Милиция по поводу паспорта, домашние объяснения – это сейчас опускаю, и так уже Вам, наверное, надоело все это читать. А дальше – самая суть того, что Вас интересовало. Я уехала через несколько дней в Москву, а в этот же день явился к дочке именно этот мужчина (по ее описанию) и принес мою косметичку. «Я бы не принес, – сказал он, – но обнаружил у Тат. Ник. пропуск в Театр на Таганке. Я преклоняюсь перед Высоцким, и уж если Т. Н. работает в его театре, я не могу оскорбить его память и обидеть ее. И передайте Т. Н., что я никогда больше не буду воровать. Здесь все…» Ну, ни денег, ни монет, конечно, там не было. Дочка сказала, что по его внешности в голову не придет, что он причастен к такой профессии. Да мне и не пришло. Но владеет он ей блестяще.
Валерочка, Вы извините, что накатала Вам столько ерунды, что-то толкнуло – не знаю почему. И еще прошу прощения за небрежности, помарки, а переписывать не хочу – как написалось, так и пусть. Даже пунктуацию не выверяю. Хоть и стыдно профессиональному писателю посылать такую чушь. Просто что-то в Вас для меня есть очень душевно близкое, вот и распустилась. Это от старческого одиночества и от того, что меня всегда растапливает Ваш талант – и на сцене, и в книгах, и в жизни. Обнимаю Вас и нежно люблю.
Двадцать лет без Высоцкого, или Позвольте пару слов без протокола…

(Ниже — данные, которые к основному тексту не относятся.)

PR #1190, opened 2017-11-15
[RTM] Simplify the fragments

aschempp:
Contao 4.5.0-beta1 added controller fragments for frontend module and content elements. After working with the implementation, I noticed it is much more complicated then necessary. Here's a draft for a rewrite. A lot of files have been deleted, simply ignore them in reviews …

### Register a frontend module

```yaml
// services.yml
app.frontend_module.foobar:
    class: App\Controller\FrontendModule\FoobarController
    tags:
        - { name: contao.frontend_module, category: application }
```

#### Additional tag options
<dl>
<dt>method</dt>
<dd>If the method argument is not present, we're assuming the <code>__invoke</code> method should be called</dd>
<dt>type</dt>
<dd>The type argument is optional and is generated from class name. A "Controller" suffix is stripped and then the class name is "underscored". <code>FoobarController => 'foobar'</code>, <code>SpecialFeatureController => 'special_feature'</code>
<dt>priority</dt>
<dd>Priority allows to sort the container result to override other controllers.</dd>
<dt>renderStrategy</dt>
<dd>Usually used with "inline" or "esi". Also useful if you want some real special features, you can create your own "kernel.fragment_renderer" and use it's name here.</dd>
</dl>

### Render the frontend module
```php
$module = \ModuleModel::findByPk(17);
$renderer = \System::getContainer()->get('contao.fragment.renderer');
echo $renderer->render(new FrontendModuleReference($module));
```

### Custom rendering options
As we are decorating the Symfony `ControllerResolver`, regular Symfony fragment rendering still works perfectly fine with our fragments.

```php
$uri = new ControllerReference(
    'contao.frontend_module.foobar',
    ['attribute' => 'value'],
    ['query' => 'value']
);
$fragmentHandler = $container->get('fragment.handler');
echo $fragmentHandler->render($uri, 'inline', ['ignore_errors' => false]);
```

(This obviously bypasses the fragment tag configuration as well as any automatic configuration done by `FrontendModuleReference`.)

## Side notes
 **Page types are no longer fragments**. They never were supposed to be, because they cannot be rendered inside a page. We should use the cmf-router at some point to map pages to actual routes.

## ToDos / Discuss:
 - [ ] Unit tests
 - [x] Should it be _renderStrategy_? Or _renderer_ (as the `render()` method argument name), or just `strategy`?


src/DependencyInjection/Compiler/MapFragmentsToGlobalsPass.php
```diff
@@ -0,0 +1,101 @@
...
+    public function process(ContainerBuilder $container): void
+    {
+        $elements = $this->getFragmentTags($container, ContentElementReference::TAG_NAME);
+        $elements = $this->createGlobalsMapForTag($elements, 'TL_CTE', ContentProxy::class);
+
+        $modules = $this->getFragmentTags($container, FrontendModuleReference::TAG_NAME);
+        $modules = $this->createGlobalsMapForTag($modules, 'FE_MOD', ModuleProxy::class);
+
+        $listener = new Definition(GlobalsMapListener::class, [array_merge_recursive($elements, $modules)]);
+        $listener->addTag('contao.hook', ['hook' => 'initializeSystem', 'priority' => 255]);
```
Toflar: Nice one :) A unit test should cover that this pass is registered before @dmolineus new hook register pass :)

src/DependencyInjection/Compiler/RegisterFragmentsPass.php
```diff
@@ -0,0 +1,172 @@
...
+use Symfony\Component\DependencyInjection\Compiler\PriorityTaggedServiceTrait;
+use Symfony\Component\DependencyInjection\Container;
+use Symfony\Component\DependencyInjection\ContainerBuilder;
+use Symfony\Component\DependencyInjection\Definition;
+use Symfony\Component\DependencyInjection\Reference;
+
+/**
+ * Registers Contao fragments in the registry.
+ *
+ * For custom fragment tags, just override this class and replace the process() method.
```
Toflar: Just `extend` this class, I guess :)

aschempp: Improved in 0e24990238a859115532b603e48f363859cdb614

src/DependencyInjection/Compiler/MapFragmentsToGlobalsPass.php
aschempp: Added in 0e24990238a859115532b603e48f363859cdb614

Toflar:
> Should it be renderStrategy? Or renderer (as the render() method argument name), or just strategy?

I'm fine with `renderStrategy`. I like explicit naming :)

aschempp:
@leo should be RTM

src/DependencyInjection/Compiler/MapFragmentsToGlobalsPass.php
```diff
@@ -0,0 +1,101 @@
...
+     */
+    public function process(ContainerBuilder $container): void
+    {
+        $elements = $this->getFragmentTags($container, ContentElementReference::TAG_NAME);
+        $elements = $this->createGlobalsMapForTag($elements, 'TL_CTE', ContentProxy::class);
+
+        $modules = $this->getFragmentTags($container, FrontendModuleReference::TAG_NAME);
+        $modules = $this->createGlobalsMapForTag($modules, 'FE_MOD', ModuleProxy::class);
+
+        $listener = new Definition(GlobalsMapListener::class, [array_merge_recursive($elements, $modules)]);
```
dmolineus: Imho `array_merge` should be enough here.

src/Fragment/Reference/FragmentReference.php
```diff
@@ -0,0 +1,58 @@
...
+    public function __construct($fragment, array $attributes = [], array $query = [])
+    {
+        parent::__construct($fragment, $attributes, $query);
+
+        if (!isset($this->attributes['scope'])) {
+            $this->attributes['scope'] = ContaoCoreBundle::SCOPE_FRONTEND;
+        }
+    }
+
+    public function isFrontend()
```
dmolineus: Return type shoud be `bool`.

src/Fragment/Reference/FragmentReference.php
```diff
@@ -0,0 +1,58 @@
...
+    {
+        return $this->isScope(ContaoCoreBundle::SCOPE_FRONTEND);
+    }
+
+    public function setFrontend(): void
+    {
+        $this->attributes['scope'] = ContaoCoreBundle::SCOPE_FRONTEND;
+    }
+
+    public function isBackend()
```
dmolineus: Return type shoud be `bool`.

src/Fragment/Reference/FragmentReference.php
```diff
@@ -0,0 +1,58 @@
...
+    {
+        return $this->isScope(ContaoCoreBundle::SCOPE_BACKEND);
+    }
+
+    public function setBackend(): void
+    {
+        $this->attributes['scope'] = ContaoCoreBundle::SCOPE_BACKEND;
+    }
+
+    private function isScope(string $scope)
```
dmolineus: Return type shoud be `bool`.

agoat:
That looks good, even though I haven't been able to test it yet.

A question on the sidelines..
Not sure if this is the place and time to change it but - can we rename the `inColum` to `sections`? The layout has already custom sections (but in the module selections it's called column again). 
I think we should make this uniform (in the translation and in the code).

aschempp:
I like that idea. I have renamed `inColumn` to `section`

src/DependencyInjection/Compiler/RegisterFragmentsPass.php
```diff
@@ -0,0 +1,171 @@
...
+
+    /**
+     * Registers the fragments.
+     *
+     * @param ContainerBuilder $container
+     * @param string           $tag
+     *
+     * @throws InvalidConfigurationException
+     */
+    protected function registerFragments(ContainerBuilder $container, string $tag): void
```
leofeyer: Do all of the methods have to be protected? We should make those methods private, which are unlikely to be required to be overwritable.

src/Fragment/FragmentConfig.php
```diff
@@ -0,0 +1,130 @@
...
+    /**
+     * Constructor.
+     *
+     * @param string $controller
+     * @param string $renderer
+     * @param array  $options
+     *
+     * @see \Symfony\Component\HttpKernel\Fragment\FragmentHandler::render()
+     */
+    public function __construct(string $controller, string $renderer = 'inline', array $options = [])
```
leofeyer: Sorry for changing my mind, but `$renderer` is wrong. It suggests that one has to pass a `new FragmentRenderer()` object. We should use `$renderingStrategy` as used in Symfony.

aschempp: It's called `renderer` in Symfony! https://github.com/symfony/symfony/blob/master/src/Symfony/Component/HttpKernel/Fragment/FragmentHandler.php#L65

src/DependencyInjection/Compiler/RegisterFragmentsPass.php
aschempp: Yes they are intentionally protected because other people need to extend the compiler pass to register their own fragments. See the class description.

leofeyer: I have read the class description – see my comment. 😄 

> We should make those methods private, which are unlikely to be required to be overwritable

Are all methods likely to be overwritten?

src/Fragment/FragmentConfig.php
leofeyer: True.

src/DependencyInjection/Compiler/RegisterFragmentsPass.php
aschempp: Ah, yeah. They are all likely to be used/overwritten in my opinion. 

- `registerFragments` is the main entry point
- `getFragmentConfig` is necessary if you have custom options in your tag configuration
- `getControllerName` if your controllers work differently
- `addPreHandlers` to alter prehandler registration
- `getFragmentType` to alter suffix or similar stuff when generating the type

src/Resources/contao/elements/ContentProxy.php
```diff
@@ -21,31 +19,25 @@
...
-        // noop
-    }
+	/**
+	 * {@inheritdoc}
+	 */
+	public function generate()
+	{
+		$reference = new ContentElementReference($this->objModel, $this->strColumn);
+
+		if ('BE' === TL_MODE) {
```
leofeyer: This is new code, isn't it? So we should not use `TL_MODE` anymore.

src/Resources/contao/modules/ModuleProxy.php
```diff
@@ -21,31 +19,25 @@
...
-        // noop
-    }
+	/**
+	 * {@inheritdoc}
+	 */
+	public function generate()
+	{
+		$reference = new FrontendModuleReference($this->objModel, $this->strColumn);
+
+		if ('BE' === TL_MODE) {
```
leofeyer: Same here.

leofeyer:
Thank you @aschempp.

PR #1191, opened 2017-11-15
Fixed use of kernel service in assets packages pass

aschempp:
This will slightly change the behavior, we're always using a name generated from bundle class instead of using the extension alias if available. It should not make a difference for correctly configured bundles, except for the core bundle where it's even better, because previously it was `contao` and now it's `contao_core`.


leofeyer:
Thank you @aschempp.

Открылся лик. Я стал к нему лицом,
И он поведал мне светло и грустно:
«Пророков нет в отечестве твоем,
Но и в других отечествах не густо».
«А ведь всей этой блатной оголтелости не форточку, не окно открыл, но стену проломил и впустил в наш дом погань не кто иной, как Владимир Семенович Высоцкий. Он, он, дорогуша, он, кумир современников, хрипел им о недостатках, о правилах нашей жизни и морали. Теперь, когда публика насытилась напевом Высоцкого и сделалось возможно прочесть его всего, приумолкли восторженные вопли о страдальце-гении. Не был он никаким страдальцем, забубенной головушкой он был и забулдыгой, пьяницей и наркоманом, но при этом умел прекрасно играть на сцене и в кино, виртуозно владел гитарой и сгубил себя и свой талант сам» (В. Астафьев, «Затеси», «Новый мир», № 2, 2000).
В «Независимой газете» от 27 апреля читаю прямо противоположное.
Из интервью с вице-губернатором Санкт-Петербурга адмиралом, доктором военных наук, профессором Вячеславом Николаевичем Щербаковым.
И так же, как в свое время «Евгений Онегин» стал «энциклопедией российской жизни», песни Высоцкого стали нерукотворным памятником его времени…
…Тем же, кто Высоцкого не знает (я имею в виду прежде всего молодежь), нужен первый толчок. Дальше гений Высоцкого не оставит человека равнодушным, если, разумеется, у того есть душа».
Об одном и том же с такой поразительной разностью. С такой взаимоисключаемостью «прочитали всего» Высоцкого два уважаемых человека, заметьте – сегодня. Спустя двадцать лет после смерти поэта. И сколь различны эти оценки не только по содержанию, но, что не менее важно, по форме.
Нет, не приумолкли «восторженные вопли». Значит, поэт, тексты которого разлетелись по нашей жизни пословицами и поговорками, жив, и еще как минимум лет двадцать будет жить. А кого из нынешних через десять хотя бы лет после ухода будут читать и чтить – бо-о-о-ольшой вопрос. Не был он забулдыгой и забубенной головушкой, упорный ум это был. Иначе не сочинил бы он и не спел столько, не сыграл бы столько замечательных ролей в театре – в учреждении режимном в смысле дисциплины, не снялся бы более чем в двадцати фильмах. Это при том, что его запрещали снимать или в лучшем случае – «не рекомендуем…»
Это был организованный и дисциплинированный работник, живший в режиме гениальности, пока его не настигал недуг проклятый, от которого он страдал бесконечно сам, который в себе ненавидел и который мешал ему больше, чем всем окружающим, за что его можно только пожалеть, погоревать… но уж никак не пинать.